The programme’s third instalment, alongside digital twins, AI and IoT, will also work on areas such as developing scalable platforms to enhance global supply chain resilience.

The Digital Manufacturing & Supply Accelerator, which fits into a wider manufacturing modernisation drive at Sanofi, is located in Lyon, some 400km south east of Paris. The choice of the French city was quite deliberate, as O’Callaghan noted in an interview with Sifted.

“It’s in the heartland of our vaccines innovation, with biologics manufacturing sites in Gerland, which is in Lyon, and we have our Modulus facility in Neuville just 20km away from the accelerator and that’s a best in-class factory of the future.”

We’re trying to project ourselves into what does the factory of the future in 2035, 2040 look like? And we need to start that thinking today.”

The Neuville facility – one of just two Modulus sites, with the other located in Singapore – was also a world first when it was unveiled in September 2024. It uses a novel digitalised modular concept with a paperless approach and high levels of automation and agility.

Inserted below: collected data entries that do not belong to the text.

PR #3080, opened 2017-03-27
Support docker-py > 1.10.6

anish:
This has been renamed to docker in pypi, and provides a backwards compatible API

### DIFF
--- a/master/buildbot/test/fake/docker.py
+++ b/master/buildbot/test/fake/docker.py
@@ -16,6 +16,8 @@
 from __future__ import absolute_import
 from __future__ import print_function
 
+version = "1.10.6"
+
 
 class Client(object):
     latest = None
@@ -24,6 +26,7 @@ class Client(object):
         Client.latest = self
         self.call_args_create_container = []
         self.call_args_create_host_config = []
+        self.called_class_name = None
         self._images = [{'RepoTags': ['busybox:latest', 'worker:latest']}]
         self._containers = {}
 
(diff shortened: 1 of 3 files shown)


master/buildbot/worker/docker.py
```diff
@@ -201,7 +202,10 @@ def _image_exists(self, client, name):
         return False
 
     def _thd_start_instance(self, image, dockerfile, volumes):
-        docker_client = client.Client(**self.client_args)
+        if docker.version[0] == '1':
```
tardyp: You should factorize this in getDockerClient:

master/buildbot/test/fake/docker.py
```diff
@@ -82,3 +84,7 @@ def create_container(self, image, *args, **kwargs):
 
     def remove_container(self, id, **kwargs):
         del self._containers[id]
+
+
+class APIClient(Client):
```
tardyp: I dont think it is really needed

master/buildbot/worker/docker.py
anish: sounds good, will do

master/buildbot/test/fake/docker.py
anish: mostly added as a test requirement, I will double check it if it's still needed after refactorization

anish:
changes made, github doesn't pick up force push

master/buildbot/test/fake/docker.py
anish: yep, still needed for tests

PR #3083, opened 2017-03-27
added github tag and release handlers

manikantanr:
@tardyp Please review these changes.

This adds github tag and release event handlers.

### DIFF
--- a/master/buildbot/www/hooks/github.py
+++ b/master/buildbot/www/hooks/github.py
@@ -177,6 +177,8 @@ class GitHubEventHandler(object):
             branch = payload['ref']
         elif category == 'release':
             branch = payload['release']['tag_name']
+        else:
+            return []
 
         log.debug('Processing {0},{1}'.format(category, branch))
         changes = []
--- a/master/buildbot/www/hooks/github.py
+++ b/master/buildbot/www/hooks/github.py
@@ -27,6 +27,7 @@ from twisted.python import log
 
 from buildbot.util import bytes2NativeString
 from buildbot.util import unicode2bytes
+from buildbot.util.logger import Logger
 
 try:
     import json
@@ -170,20 +171,21 @@ class GitHubEventHandler(object):
             len(changes), number))
         return changes, 'git'
 
-    def get_changes(self, category, payload):
+    def _get_changes_for_misc_event(self, category, payload):
+        log = Logger()
         if category == 'create':
             branch = payload['ref']
         elif category == 'release':
             branch = payload['release']['tag_name']
 
-        log.msg('Processing {0},{1}'.format(category, branch),
-                logLevel=logging.DEBUG)
+        log.debug('Processing {0},{1}'.format(category, branch))
         changes = []
         change = {
             'when_timestamp': dateparse(payload['repository']['created_at']),
             'repository': payload['repository']['html_url'],
             'project': payload['repository']['full_name'],
-            'branch': branch, 'revision': branch,
+            'branch': branch,
+            'revision': branch,
             'category': category,
             'author': payload['sender']['login'],
             'comments': 'Created %s' % branch,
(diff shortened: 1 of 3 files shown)


master/buildbot/www/hooks/github.py
```diff
@@ -170,6 +170,41 @@ def handle_pull_request(self, payload, event):
             len(changes), number))
         return changes, 'git'
 
+    def get_changes(self, category, payload):
```
tardyp: what is the difference with _process_changes?

manikantanr: create event need another set of json , so kept it in separate functions which wont disturb other events.

tardyp: Then this needs a renaming in order to have better understanding of which does what

master/buildbot/www/hooks/github.py
```diff
@@ -170,6 +170,44 @@ def handle_pull_request(self, payload, event):
...
+        if category == 'create':
+            branch = payload['ref']
+        elif category == 'release':
+            branch = payload['release']['tag_name']
+
+        log.msg("Processing %s #%s" % (category, branch))
```
tardyp: please put such log message optional (with a debug flag)

master/buildbot/www/hooks/github.py
```diff
@@ -176,7 +176,8 @@ def get_changes(self, category, payload):
         elif category == 'release':
             branch = payload['release']['tag_name']
 
-        log.msg("Processing %s #%s" % (category, branch))
+        log.msg('Processing {0},{1}'.format(category, branch),
```
tardyp: if you want to implement this with log level, please use new logger api:

https://twistedmatrix.com/documents/current/core/howto/logger.html
```python
from buildbot.util.logger import Logger

log = Logger()
...
log.debug("xxx")
```

master/buildbot/www/hooks/github.py
tardyp: Please call this something like

_get_changes_for_misc_event()

add a comment telling that this is not really a change, as it does not reflect a strict code change, but still is a useful event to start a build on.

This needs more explaination also in the doc (it was really not clear for me at first)

master/docs/manual/cfg-wwwhooks.rst
```diff
@@ -150,7 +150,7 @@ The parameters are:
                 ...))
 
 :guilabel:`Which events would you like to trigger this webhook?`
-    Leave the default -- ``Just the push [tag]  events`` -- other kind of events are not currently supported.
+    Leave the default -- ``Just the push [tag], create, release,  events`` -- other kind of events are not currently supported.
```
tardyp: Please write a paragraph explaining that push and pull_requests events are generating normal change events with list of file changed, while create and release events generate "dummy" changes, which does not reflect code changes, but rather useful event to start a build upon

rmkrjy: @tardyp made few changes based on your suggestions.

manikantanr:
@tardyp  I have updated the docs based on your suggestions , please check it and let me know your views on this PR.

master/docs/manual/cfg-wwwhooks.rst
```diff
@@ -150,10 +150,18 @@ The parameters are:
...
 And then press the ``Add Webhook`` button.
 
+.. note::
+
+   Create and Release events does not reflect a strict code change, but still is a useful event to start a build on.
+
+   Even though tag and release does not associate with real change it contains a change set. This change set has branch and revision properties with tag name as value.
+
+   These values can be utilized in buildsteps using interpolations, util.Interpolate("%(prop:branch)s") and util.Interpolate("%(prop:revision)s").
+
```
noc0lour: in this case you could also just use `util.Property("branch")` and `util.Property("revision")` as example.

master/buildbot/www/hooks/github.py
```diff
@@ -170,6 +171,46 @@ def handle_pull_request(self, payload, event):
...
+        elif category == 'release':
+            branch = payload['release']['tag_name']
+
+        log.debug('Processing {0},{1}'.format(category, branch))
+        changes = []
+        change = {
+            'when_timestamp': dateparse(payload['repository']['created_at']),
+            'repository': payload['repository']['html_url'],
+            'project': payload['repository']['full_name'],
+            'branch': branch,
```
noc0lour: This will fail if category is not `create` or `release`. For the current code that's fine. But maybe you can put in a `else:` case and return an empty list of changes and emit a log message.

manikantanr:
@noc0lour made changes you requested.

noc0lour:
Looks good, the codecov results look somewhat wrong. They don't hit lines which are hit every run ... Other than that I'd say this should be good to go @tardyp.

PR #3087, opened 2017-03-28
Only require 'distro' on linux (as it is linux specific)

grembo:
This is a trivial/obvious fix.

### DIFF
--- a/master/setup.py
+++ b/master/setup.py
@@ -453,7 +453,7 @@ setup_args['install_requires'] = [
     'txaio ' + txaio_ver,
     'autobahn ' + autobahn_ver,
     'PyJWT',
-    'distro'
+    'distro;platform_system==="Linux"'
 ]
 
 # Unit test dependencies.
--- a/master/setup.py
+++ b/master/setup.py
@@ -25,11 +25,13 @@ from __future__ import print_function
 import glob
 import os
 import pkg_resources
+import platform
 import sys
 from distutils.command.install_data import install_data
 from distutils.command.sdist import sdist
 from distutils.version import LooseVersion
 
+from setuptools import version as setuptools_version
 from setuptools import setup
 
 from buildbot import version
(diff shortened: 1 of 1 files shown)


master/setup.py
```diff
@@ -453,7 +453,7 @@ def define_plugin_entries(groups):
     'txaio ' + txaio_ver,
     'autobahn ' + autobahn_ver,
     'PyJWT',
-    'distro'
+    'distro;platform_system==="Linux"'
```
tardyp: I wasn't aware of this construct. Is this supported by all pip/setuptools versions?
Does that work with wheels?

grembo: This was defined in https://www.python.org/dev/peps/pep-0508/. Based on this post https://discourse.numenta.org/t/setup-py-error-invalid-environment-marker/1298/3 it's supported by:

 - setuptools: 20.2.2 +
 - wheel: 0.24.0 +
 - pip: 8.1.2 +

seankelly: That is a much newer version of setuptools than currently required.

grembo: If this is critical, the alternative would be something like

```
import platform
...
if platform.system() == 'Linux':
    setup_args['install_requires'].append('distro')

```
If you prefer this, I can update the pull request.

grembo: updated to use a more conservative approach to accomplish the same

tardyp: Problem with that approach is that it does not work with wheels. As I generate the universal wheels on my mac, it wont include distro anymore in the wheels deps.

I would be more in favor of the combination, which would test setup tools version :-/

grembo: Can you give me an example of what your suggested approach would look like?

tardyp:
```python
import platform
from distutils.version import LooseVersion
import setuptools
...
if LooseVersion(setuptools.version.__version__) >= LooseVersion("20.2.2"):
    setup_args['install_requires'].append('distro;platform_system==="Linux')
elif platform.system() == 'Linux':
    setup_args['install_requires'].append('distro')
```

tardyp:
@grembo Hope you don't mind, in order to move faster I did edit your PR last commit to include the proposed change. Let me know if this works for you (and your BSD port)

grembo:
@tardyp Sorry for the late response, this is ok with me. I'll change/remove the patch to the port on the next release, so it's all good.

PR #3089, opened 2017-03-29
Add fix to docker latent work to support tar.gz files and checksum to tell when to rebuild docker file

dragon512:
This add the ability to pass in tar.gz data which is useful for building an dockerfile on a remote host. dockerfile is built when dockerfile is updated (not every time). This also allows image and dockerfile to be defined and have the image get updated if the content of the dockerfile gets updated.

add custom_context arg to control if dockerfile is tar.gz or a text string
Add checksum logic to know when to build docker file data

**Need help with writing tests as I tested this in "production"**

Will update the docs shortly

## Contributor Checklist:

### DIFF
--- a/master/buildbot/worker/docker.py
+++ b/master/buildbot/worker/docker.py
@@ -117,9 +117,10 @@ class DockerLatentWorker(DockerBaseWorker):
 
     def checkConfig(self, name, password, docker_host, image=None, command=None,
                     volumes=None, dockerfile=None, version=None, tls=None, followStartupLogs=False,
-                    masterFQDN=None, hostconfig=None, **kwargs):
+                    masterFQDN=None, hostconfig=None, custom_context=False, **kwargs):
 
-        DockerBaseWorker.checkConfig(self, name, password, image, masterFQDN, **kwargs)
+        DockerBaseWorker.checkConfig(
+            self, name, password, image, masterFQDN, **kwargs)
 
         if not client:
             config.error("The python module 'docker-py>=1.4' is needed to use a"
@@ -145,7 +146,7 @@ class DockerLatentWorker(DockerBaseWorker):
     @defer.inlineCallbacks
     def reconfigService(self, name, password, docker_host, image=None, command=None,
                         volumes=None, dockerfile=None, version=None, tls=None, followStartupLogs=False,
-                        masterFQDN=None, hostconfig=None, **kwargs):
+                        masterFQDN=None, hostconfig=None, custom_context=False, **kwargs):
 
         yield DockerBaseWorker.reconfigService(self, name, password, image, masterFQDN, **kwargs)
         self.volumes = volumes or []
@@ -153,6 +154,7 @@ class DockerLatentWorker(DockerBaseWorker):
 
         self.command = command or []
         self.dockerfile = dockerfile
+        self.custom_context = custom_context
         self.hostconfig = hostconfig or {}
         # Prepare the parameters for the Docker Client object.
         self.client_args = {'base_url': docker_host}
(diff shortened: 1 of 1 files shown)


tardyp:
I would prefer not having that much logic in the docker latent worker code.

I would prefer this is separated from the latent worker, and rather have people setup a separate builder to rebuild the worker dockerfile when the dockerfile repo changes.

- It is quite hard to debug when things goes bad in docker build as you dont have the logs accessible easily.
- Having the dockerfile build parametrised will imho make it even more error prone and hard to debug

I think it is better to choose different prebuilt image according to properties, and also to send runtime environments to dynamically customize the image.

dragon512:
I was going to ask how ( if it is possible) to pass data to the build step. I agree it is a pain that this goes the buildmaster log file.

I was looking how to setup logic to have buildbot rebuild the docker image and push it to a remote host correctly when the content changed as a builder. This was more complex as:

1) you want builder dependent on the update image to be stalled until the new image is made
2) this has to be push to the remote host correctly without requiring a docker repository. 
3) the general logic for the builder/source change is more complex as one would like a repo change to see if some files that define the dockerfile info/content have changed. This is need to allow 1) to happen in some form.

As a side note here it would be helpful to allow buildbot-worker create logic to pass some value to say look this value up in Environment. so the password, worker name can be easily defined as buildbot suggest in the documenation

tardyp:
docker repository is not very complex to setup, I think you should rather go that way instead of trying hacks, it will then unlock lots of options.

You should have worker dockerfile in separate repos as your tested source, so that you don't need to bother about dependent scheduler.
if a build triggers while the dockerfile is being rebuilt, so be it, it will run on the older one without the new feature.

>As a side note here it would be helpful to allow buildbot-worker create logic to pass some value to say look this value up in Environment. so the password, worker name can be easily defined as buildbot suggest in the documenation

This is why our example dockerfile for buildbot-worker are not using create worker.
create worker is really just a simple script that generates the buildbot.tac. Its actually simpler from dockerfile perspective to just copy your custom environment driven buildbot.tac where it should be.

dragon512:
The issue here is more about having the source contain information about the build. At least here it is big deal for various people to have a commit fix a few lines of source that requires an updated package to be installed. This commit should build correctly, not build on an old setup. 

If the suggestion is that people should have a source change start a "build the image" then trigger the real build chains. I don't disagree. 

to clarify this. What would be ideal is to have a repo with the source and buildbot info. the build bot info would consist of information about different environments ( as dockerfile or something ) and information about build steps to have run on any given environment, etc. At this abstract level it is easy to see how to have some python code that can read and define a information about workers, number of workers, status updates, build steps. This can be done in a way that would build the "Workers" before building the "code". minus where the text goes for the docker worker when it builds a dockerfile this works nice over trigger as the chain is nice an linear in one file ( not bouncing around different chains). 

However it is unclear how to mange the workers. I don't have examples on how I can start/stop/wait for workers in the build master. Ideally I looking how does one have a buildbot gracefully shutdown another buildbot and start it gain with updated build info. This would be ideal in that changes can be pushed to a branch and the main "build manager" system restart correct and continue building ( details missing on doing this correctly) This was all changes can be "tested" before being promoted using the same system. I don't know how this could be done yet with Buildbot.. but given this and a UI extension.. I agree this would be a better known method than what I suggest in this PR as a fix

tardyp:
> If the suggestion is that people should have a source change start a "build the image" then trigger the real build chains. I don't disagree.

This is how we do for the CI of buildbot https://github.com/buildbot/metabbotcfg/tree/nine/docker/metaworker

Imho, You don't really need to put hard dependencies between docker builds and the CI. just let them leave independently, and maybe sometimes, hit the rebuild button.

dragon512:
thanks for the update

FYI, In our case we want to check in "build info" so it can be updated like source code. In this case we get a case in which the image needs to be rebuilt before the source, the source build will fail. Ya a rebuild button can be pushed, however this is view here as a broken build setup. make a new prototype to have change filters help with this case, and build the images as part of a normal "source change" that will then trigger the source build after the image part has finished updating the image. If the image does not need to be updated the source build just gets trigger and we skip the image build. This will be better I think as well, as it can test and validate requirements we might have on the image before it is used.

“We can manufacture up to four different biologics or vaccines at the same time, we can switch from one product to another in days or hours versus months or years traditionally. So, it’s got all of that capability built into it – it’s 34 mini factories in one, basically, that can be connected in any way that you want to make the vaccine or the biologic of choice,” O’Callaghan told Sifted.

Digital manufacturing successes in pharma

Elsewhere across its manufacturing operations Sanofi points to several digital successes. Its AI-powered yield analytics platform SimplY learns from past and current batch performance to enable consistently higher yields and its AI app plai allows the company’s manufacturing and supply teams to predict 80 percent of stock disruptions.

Looking to the future, Sanofi will task its Digital Manufacturing & Supply Accelerator with generating ideas about how it can make a reality of the concept of ‘lights out’ factories.

“Can you imagine the level of control, the level of automation, the level of the reliability that you would need to operate a pharmaceutical factory with lights out – that’s the vision that we’re trying to get to.” O’Callaghan told Sifted.

“We’re trying to project ourselves into what does the factory of the future in 2035, 2040 look like? And we need to start that thinking today.”